((((((Hugs)))))) for you!!!
You're going through exactly what i've been going through since Sept 1st!!!!! Except my right side is far worse then my left side. My thought also went either to a side effect of Remicade or MS. scared like hell right now.
I've only been told that I have Crohns since August of 09. But What you're describing is what happened to me after my 2nd treatment of Remicade on Spet 1st.
There is part of me that is happy that I found someone else with the same side effects as me, but also mad because you have them as well. It Sucks.
This is what I wrote in here last week. Asking if anyone had these same side effects.I C&P it, and if there id typos etc. Sorry but i've just about given up on typing in here, or any where else because it takes so long to type and then I am forever fixing typo's
Quoted from a Remicade phamplet
* Nervous System*
"There has been rare cases where people taking Remicade or other TNF blockers have developed disorders that affected their Nervous Sytem. Signs that you could be having a problem include"
"**Changes in your vision**,
Yep I have that!!! Especially for things close up.. Notcied this right away after 2nd treatment I had on Sept. 1st 2009
I had not seen any of these side effects before in anything I read about Remicade. Which was A LOT.
** Weakness in your Arms and/or legs**.
Yep I have this as well. really really bad in my right knee down to my toes/foot..which has really affected my the total knee replacement I had on March 9th, 2009.
** This also has really affected the surgeries that I had on June 8th 2009. on my right rotator cuff along with my right Bicep muscle put back together.
I was told that I had Crohns on Aug 9th 2009. after I was brought to the ER by ambulance, as the pain was so bad, that I couldn't even walk. This coming from someone, that really has a HIGH tolerance. Really out of it for the first 10 days in the hospital, due to the pain and being on Morphine and something else for the pain. I honestly have no memory of those first 10 days .
I had my 1st remicade treatment in the Hospital on the 11th day of my stay in the hospital, as the Dr's had given me steroids for the 1st 10 days and they didn't do anything to help get my crohns some what under control.
By the time I got home from the Hospital on August 24th, I had lost 25 lbs, and my muscles etc had gotten me so weak. So I started walking about a 1/2 of mile a day, about 3 times a day. I had NO pain at all in my knee etc. It felt so good to be able to do this. I thought finally I was getting to be my old self again.
But this was short lived as I started feeling strange things happening with my nervous system. Numbness, tingling. In hands, fingers, toes, feet, legs etc.At times they feel like they're on fire and hurt so MUCH!!!!. Then they will get so cold and I can't get them warm.Then Little by little, first my pinky, ring and middle finger on both hands went numb, and tingily. I have lost my mobility and functions on my hands in these areas.
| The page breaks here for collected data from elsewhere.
PR #12356, opened 2019-09-13
expose site_status in UserProfileSerializer and /site/

### LINKED ISSUE #11493: Add banner to user and developer facing AMO pages
Until we have a fix for the certificate issue, let's put up a banner on all AMO pages that face users and developers that says: 

.You may be experiencing issues with extensions and themes for Firefox. Please see https://discourse.mozilla.org/t/certificate-issue-causing-add-ons-to-be-disabled-or-fail-to-install/39047 for more information."

eviljeff:
fixes #11493

### DIFF
--- a/docs/topics/api/overview.rst
+++ b/docs/topics/api/overview.rst
@@ -257,7 +257,7 @@ Site Status
 .. _`api-site-status`:
 
 This special endpoint just returns if the site is in read only mode, and if there is a site notice currently in effect.
-See :ref:`maintainance mode <api-overview-maintainance>` for mode details of when the site is read only and how requests are affected.
+See :ref:`maintainance mode <api-overview-maintainance>` for more details of when the site is read only and how requests are affected.
 
 
 .. http:get:: /api/v4/site/
--- a/docs/topics/api/overview.rst
+++ b/docs/topics/api/overview.rst
@@ -264,7 +264,7 @@ See :ref:`maintainance mode <api-overview-maintainance>` for more details of whe
 
     .. _site-status-object:
 
-    :>json boolean read_only: Is the site in read-only mode.
+    :>json boolean read_only: Whether the site in read-only mode.
     :>json string notice: A site-wide notice about any current known difficulties or restrictions.  If this API is being consumed by a tool/frontend it should be displayed to the user.
 
 
--- a/docs/topics/api/overview.rst
+++ b/docs/topics/api/overview.rst
@@ -256,7 +256,7 @@ Site Status
 
 .. _`api-site-status`:
 
-This special endpoint just returns if the site is in read only mode, and if there is a site notice currently in effect.
+This special endpoint returns if the site is in read only mode, and if there is a site notice currently in effect.
 See :ref:`maintainance mode <api-overview-maintainance>` for more details of when the site is read only and how requests are affected.
 
 
@@ -265,7 +265,7 @@ See :ref:`maintainance mode <api-overview-maintainance>` for more details of whe
     .. _site-status-object:
 
     :>json boolean read_only: Whether the site in read-only mode.
-    :>json string notice: A site-wide notice about any current known difficulties or restrictions.  If this API is being consumed by a tool/frontend it should be displayed to the user.
+    :>json string|null notice: A site-wide notice about any current known difficulties or restrictions.  If this API is being consumed by a tool/frontend it should be displayed to the user.
 
 
 ------------
--- a/docs/topics/api/overview.rst
+++ b/docs/topics/api/overview.rst
@@ -89,6 +89,8 @@ constants are as follows:
     ========================  =========================================================
 
 
+.. _api-overview-maintainance:
+
 ~~~~~~~~~~~~~~~~~
 Maintainance Mode
 ~~~~~~~~~~~~~~~~~
@@ -111,6 +113,7 @@ The response when returning ``HTTP 503 Service Unavailable`` in case of read-onl
     }
 
 In case we are not in read-only mode everything should be back working as normal.
+To check if the site is in read-only mode before submitting a response the :ref:`site status api<api-site-status>` can be checked.
 
 .. _api-overview-pagination:
 
@@ -246,6 +249,25 @@ specified.
 
 .. _api-versions-list:
 
+
+-----------
+Site Status
+-----------
+
+.. _`api-site-status`:
+
+This special endpoint just returns if the site is in read only mode, and if there is a site notice currently in effect.
+See :ref:`maintainance mode <api-overview-maintainance>` for mode details of when the site is read only and how requests are affected.
+
+
+.. http:get:: /api/v4/site/
+
+    .. _site-status-object:
+
+    :>json boolean read_only: Is the site in read-only mode.
+    :>json string notice: A site-wide notice about any current known difficulties or restrictions.  If this API is being consumed by a tool/frontend it should be displayed to the user.
+
+
 ------------
 API Versions
 ------------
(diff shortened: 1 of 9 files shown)


docs/topics/api/overview.rst
```diff
@@ -246,6 +249,25 @@ specified.
...
 .. _api-versions-list:
 
+
+-----------
+Site Status
+-----------
+
+.. _`api-site-status`:
+
+This special endpoint just returns if the site is in read only mode, and if there is a site notice currently in effect.
```
willdurand: Not sure I fully understand this sentence.

docs/topics/api/overview.rst
```diff
@@ -246,6 +249,25 @@ specified.
...
+See :ref:`maintainance mode <api-overview-maintainance>` for mode details of when the site is read only and how requests are affected.
```
willdurand:
```suggestion
See :ref:`maintainance mode <api-overview-maintainance>` for more details of when the site is read only and how requests are affected.
```

docs/topics/api/overview.rst
```diff
@@ -111,6 +113,7 @@ The response when returning ``HTTP 503 Service Unavailable`` in case of read-onl
     }
 
 In case we are not in read-only mode everything should be back working as normal.
+To check if the site is in read-only mode before submitting a response the :ref:`site status api<api-site-status>` can be checked.
```
willdurand:
```suggestion
To check if the site is in read-only mode before submitting a response, the :ref:`site status api<api-site-status>` can be called.
```

docs/topics/api/overview.rst
```diff
@@ -246,6 +249,25 @@ specified.
...
+
+This special endpoint just returns if the site is in read only mode, and if there is a site notice currently in effect.
+See :ref:`maintainance mode <api-overview-maintainance>` for mode details of when the site is read only and how requests are affected.
+
+
+.. http:get:: /api/v4/site/
+
+    .. _site-status-object:
+
+    :>json boolean read_only: Is the site in read-only mode.
```
willdurand:
```suggestion
    :>json boolean read_only: Whether the site in read-only mode.
```

docs/topics/api/overview.rst
```diff
@@ -246,6 +249,25 @@ specified.
...
+    :>json string notice: A site-wide notice about any current known difficulties or restrictions.  If this API is being consumed by a tool/frontend it should be displayed to the user.
```
willdurand: Will the message be localized?

src/olympia/accounts/tests/test_serializers.py
```diff
@@ -250,6 +251,21 @@ def test_validate_homepage(self):
...
             assert serializer.validate_homepage(allowed_url) == allowed_url
 
+    def test_site_status(self):
+        data = super(TestUserProfileSerializer, self).test_basic()
+        assert data['site_status'] == {
+            'read_only': False,
+            'notice': None,
+        }
+
+        set_config('site_notice', 'THIS is NOT Á TEST!')
```
willdurand: We could maybe have one `assert` here to cover the case where the site is not in read only mode but there is a message to display to the users.

src/olympia/amo/views.py
```diff
@@ -131,3 +134,15 @@ def _frontend_view(*args, **kwargs):
...
+class SiteStatusView(APIView):
+    authentication_classes = []
+    permission_classes = []
+
+    @classmethod
+    def as_view(cls, **initkwargs):
+        return non_atomic_requests(super().as_view(**initkwargs))
+
+    def get(self, request, format=None):
+        return Response(SiteStatusSerializer(object()).data)
```
willdurand: Why do we need `object()` here?

src/olympia/accounts/serializers.py
```diff
@@ -79,12 +80,13 @@ class UserProfileSerializer(PublicUserProfileSerializer):
     reviewer_name = serializers.CharField(
         min_length=2, max_length=50, allow_blank=True,
         validators=[OneOrMorePrintableCharacterAPIValidator()])
+    site_status = SiteStatusSerializer(source='*')
```
willdurand: Why do we need a `source='*'` here?

docs/topics/api/overview.rst
eviljeff: No.

docs/topics/api/overview.rst
```diff
@@ -246,6 +249,25 @@ specified.
...
+This special endpoint just returns if the site is in read only mode, and if there is a site notice currently in effect.
+See :ref:`maintainance mode <api-overview-maintainance>` for more details of when the site is read only and how requests are affected.
+
+
+.. http:get:: /api/v4/site/
+
+    .. _site-status-object:
+
+    :>json boolean read_only: Is the site in read-only mode.
+    :>json string notice: A site-wide notice about any current known difficulties or restrictions.  If this API is being consumed by a tool/frontend it should be displayed to the user.
```
willdurand: This should probably return `null` when it is not set, no?

src/olympia/amo/views.py
eviljeff: It's just how serializers are written - SiteStatusSerializer isn't really serializing input or retrieved data in the strictest sense, and serializers are supposed to be serializing _something_. You either have to pass an instance of an object (an empty object is the most trivial example), or pass data, but then you have to call validate too (and extra few lines of code)

src/olympia/accounts/serializers.py
eviljeff: similar to the `object()` above - when a serializer is used as a field inside a serializer it's passed some data from the parent object/data, and by default it's the name of the field.  As `UserProfile` doesn't contain a `site_status` property it fails so you have to give it a source of another field.  `source='*'` is just passing the entire UserProfile.  Could be any property.

src/olympia/amo/views.py
willdurand: ah, ok I see now, thanks

src/olympia/accounts/serializers.py
willdurand: I see, thanks. Could you maybe add a comment above this line to explain that?

docs/topics/api/overview.rst
EnTeQuAk: This kinda sounds like it'll be blocking if the site is not in read-only mode which isn't quite what you wanted to say I suppose. I wonder if simply removing the "just" makes it much clearer already.

src/olympia/amo/tests/test_views.py
```diff
@@ -443,3 +445,27 @@ def test_version_json(self):
...
+            'notice': None,
+        }
+
+        set_config('site_notice', 'THIS is NOT Á TEST!')
+        with override_settings(READ_ONLY=True):
+            response = self.client.get(self.url)
+        assert response.data == {
+            'read_only': True,
+            'notice': 'THIS is NOT Á TEST!',
+        }
```
EnTeQuAk: Let's add two more test-cases that check for `READ_ONLY=False` but `site_notice` set and `READ_ONLY=True` but `site_notice` unset.

src/olympia/accounts/tests/test_serializers.py
eviljeff: https://github.com/mozilla/addons-server/pull/12356/commits/4acd93a499ade786efc4967b45807f2550d4a248

src/olympia/accounts/serializers.py
eviljeff: https://github.com/mozilla/addons-server/pull/12356/commits/4acd93a499ade786efc4967b45807f2550d4a248

docs/topics/api/overview.rst
eviljeff: https://github.com/mozilla/addons-server/pull/12356/commits/4acd93a499ade786efc4967b45807f2550d4a248

src/olympia/amo/tests/test_views.py
eviljeff: https://github.com/mozilla/addons-server/pull/12356/commits/4acd93a499ade786efc4967b45807f2550d4a248

docs/topics/api/overview.rst
eviljeff: https://github.com/mozilla/addons-server/pull/12356/commits/4acd93a499ade786efc4967b45807f2550d4a248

My bicep muscles on both arms(mr right one being worse) and my fingers and hands , have gotten so weak, that I can't even open a Zip Lock bag, I can't turn the key of a car to start it, I can't open jars, cereal bags, do dishes, to cut with a knife heck the list goes on and on.
It has also little by little made my right leg from the knee down to my toes do the same thing (This is the knee I had the replacement on ) They're numb and tingly as well. I can't walk more than 15 minutes at a time, before my foot/leg become like dead weight. The Neck/Spine Dr called it a dropped foot!! Which is what happened to my Dad after his last hip replacement!! That its like I have to drag my foot/leg to walk. If I sit more then 15 minutes in a chair with my legs bent, it gets worse and worse.
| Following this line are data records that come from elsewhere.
Issue #12344, opened 2019-09-12
Remove duplicate addon queries in reviewer tools caused by version history


diox:
Part of https://github.com/mozilla/addons-server/issues/11797

On every review page, the add-on and its transformers are run multiple times. One of the culprits is the loading of the activity logs, tracked in https://github.com/mozilla/addons-server/issues/12055, but another is the fact that we end up accessing the `addon` field on every `Version` displayed in the history, but django doesn't know that it's the same `addon` it already has loaded. So every `Version` displayed in the history causes something like 8 extra queries *per version*.

diox:
While working on this I stumbled upon the queries we make to support hard-deleted versions. Before 982e86965d84e0e589268948376d6602a81a451f (deployed in 2016-03-03) versions used to be hard-deleted. But because we wanted to be display reviewer comments left on versions that had since been deleted, a [hack had been put in place years before](https://github.com/mozilla/addons-server/commit/e4e5b977ca3903e868aa9eea80222f7af62fcd7d) to fetch the relevant activity logs and insert fake versions in the review page history.

That hack causes us to load all versions, and is getting in the way of the optimization I'm making here. Since versions have been soft-deleted for more than 3 years now, we are going to remove the hack. I looked at the data with @wagnerand and there are a few more recent logs that show up that need to be investigated first.

diox:
There are 3 kinds of logs that appear because of the hack, that would no longer be displayed in the history once I remove it:
- Thousands of old entries from before we started soft-deleting versions (before 2016-03-03)
- 40 or so logs that appear accidentally because the hack doesn't care about the channel (hard to do with the way the query is set up) and the log actually refers to an unlisted version.
- 3 that are a bit more mysterious because the `ActivityLog` arguments point to a `Version`, but there is no corresponding `VersionLog`. It has to be a bug somewhere but I'm not seeing why. The action for those is either `REQUEST_INFORMATION` or `REVIEWER_REPLY_VERSION`. Maybe the `Version` has somehow been hard-deleted manually by us in the db.

@wagnerand said he wasn't concerned with those versions disappearing from the history, as long as the review page itself for those add-ons would continue working.

diox:
Note: it's not just reviewer tools that would benefit from using `<Addon>.versions. The versions API would as well for instance.

diox:
[...]

PR #12369, opened 2019-09-17
Eliminate a few duplicate queries in reviewer tools

diox:
- Stop fetching all `CommentLog` and `Version`. This was done to display comments from hard-deleted versions, but versions   have been soft-deleted for more than 3 years now.
- Stop re-fetching the add-on and re-calling its default transformer once per version being displayed (7 duplicate queries per version)
- Stop calling the Version transformer twice (2 duplicate queries per version)

Fixes https://github.com/mozilla/addons-server/issues/12344

### DIFF
--- a/src/olympia/reviewers/templates/reviewers/review.html
+++ b/src/olympia/reviewers/templates/reviewers/review.html
@@ -75,7 +75,7 @@
   <div class="results">
     <div class="results-inner">
       <table id="review-files" class="item-history">
-        {% for version in pager.object_list|reverse %}
+        {% for version in pager.object_list %}
         <tr class="listing-header">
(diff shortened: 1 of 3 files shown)


src/olympia/reviewers/templates/reviewers/review.html
```diff
@@ -75,7 +75,7 @@ <h3 id="history">
   <div class="results">
     <div class="results-inner">
       <table id="review-files" class="item-history">
-        {% for version in pager.object_list|reverse %}
+        {% for version in pager.object_list %}
```
diox: `|reverse` is no longer needed now that we directly use the queryset, it's already sorted and paginated in SQL.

Just this week the same thing is happening to my left leg from the knee down.
I've brought this up to my GI Dr, my PC Dr, and the Spine and neck Dr that I saw yesterday.even the RA Dr I saw last week, though it was coming from my neck and back. Which I thought so at 1st, because it made sense.
But now that I read about the Nervous system side effect, I am leaning towards that.
So PLEASE if you have had this *Rare* side effect or know someone who's gone through any of this please let me know. As my Dr said since it's a rare side effect of Remicade, there has not been a good study done on this side effect.
I have an appt a week from today. With a Nuero Dr. Only reason why I got it so soon was because my Gastro Dr, made it, instead of me calling, .
Sorry is this is long, but I wanted people to know on here, what Has happened to my body ever since the 2nd treatment.
Sally from Milton NH.
Prevcid DR (1) 30mg every morning
Oxycodone (1) 30mg every 4-6 hrs Dicyclomine (2) 20 mg 4X's a day
Vicodone APAP (2-3) 7.5-750 At bed time
Potassium CL ER (2) 20mg 3 times a day
Ascecol EC (4) 40mg 3 X a day, Dicyclomine (2) 20mg 4X's a day
Pomrthazine (1) 12.5 mg 2-3 X's a day
Remicade doesn't like me anymore. Onto Humira
RICE chex's and I have become really really good friends!!!!!!